# Need your advice on tapeing repairs???



## TAKE PRIDE I.Y.W (Dec 5, 2008)

Good day fellas
I have been asked to to repair the fine cracks that run along the edges of the tape. The house is 9 yr old,so I take it that these are settlement cracks and some nail/screw heads popping.*QUESTION* do I run a knife blade edge ( scratching) along the crack to give it some depth so the new mud has somewhere to bound to or do I just run another 4/6" tapping knife of mud over the existing crack??? need your advice.
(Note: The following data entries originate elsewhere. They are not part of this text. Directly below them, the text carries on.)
PR #1815, opened 2023-05-29
docs: inputters and outputters

### LINKED ISSUE #493: API documentation
I mentioned this over breakfast after your FOSDEM presentation, but unfortunately I haven't had much time to look at sile since then:

I'm interested in being able to use sile for typesetting inside other programs and some of the recent work on lua bridging to other languages (e.g. sol2) makes this even more attractive.  Unfortunately, there seems to be a lack of documentation for the Lua code.  Given the goal of allowing arbitrary parts of sile to be replaced, this is unfortunate.  For example, for on-screen rendering I would like to be able to provide sile with direct access to in-memory data structures describing markup (rather than having to convert to XML and send that to the lua code) and then retrieve the glyph positions within a set of frames defined in code, but then use my own code for displaying the glyphs.  In the absence of documentation, and without the desire to read *all* of the sile code, it's not clear where to start with such an endeavour.

Omikhleia:
Closes #493

- [x] Inputters
- [x] Ouputters
- [x] Remove unused `developers.sil` chapter
- [x] Fix chapter file numbers


documentation/fig-input-to-output.png
alerque, line 1: Is it possible to replace the raster asset with something vector like SVG or PDF?

Omikhleia: pdf it should be then, since it contains text. the quick graph could be made nicer too. not sure when i can go on with this pr though, got a finger problem (typing this very message with one hand, very slowly lol). feel free to move on id urgent, otherwise it will have to wait i am fully operational ^^

alerque: Geçmiş olsun, and don't stress over this.

Omikhleia: Done (with branch rebased and also other typos fixed in the initial text)
The PDF is obtained with `dot documentation/fig-input-to-output.dot -Tpdf > documentation/fig-input-to-output.pdf`.

(My finger strain issue is annoying... Just starting to recover from it very slowly, but I still must be cautious when typing, so I am slowly resuming my work here and there)

alerque: Lets add a rule for regenerating the PDF to the Makefile even if we already have the pre-generated asset tracked so we don't have to go hunting for this comment if we ever need to change it.

documentation/c11-inputoutput.sil
```diff
@@ -0,0 +1,197 @@
...
+inputter.order = 2
+
+function inputter.appropriate (round, filename, _)
+  -- We will later change it.
+  return false
+end
+
+function inputter:parse (doc)
+  -- We will later change it.
+  return tree
```
alerque, line 58: My work with stricter languages like Rust is poisoning my brain. Would it be helpful to make even these incomplete examples valid code?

If running new mud over the top will the new mud eventually crack again?? *ALSO* what kind of price should I charge for doing spot repairs of this nature around the house??? THANK YOU GUY FOR ALL YOUR HELP.


----------



## rebel20 (Jun 4, 2009)

I find it hard to believe you are a finisher for asking a question like this.


----------



## alltex (Jan 31, 2009)

Get some vario mud ,it works best


----------



## Mudstar (Feb 15, 2008)

remove and re tape with proroc taping mud, its the best and a no brainer


----------



## Frankawitz (Aug 13, 2008)

the reason this is happening is cause the bonehead who did the job in the begining didn't apply more then two coats of watered down mud.:whistling2: typical, The house was more then likely done by the mexican crews:whistling2:


----------



## joepro0000 (Jun 14, 2008)

Frankawitz said:


> the reason this is happening is cause the bonehead who did the job in the begining didn't apply more then two coats of watered down mud.:whistling2: typical, The house was more then likely done by the mexican crews:whistling2:


And most likely is the builder who paid them so cheap that they had no choice but to do that. So the joke in on the builder now.


----------



## Whitey97 (Jan 27, 2009)

I thought it was normal for fine line cracking. What did I miss?


----------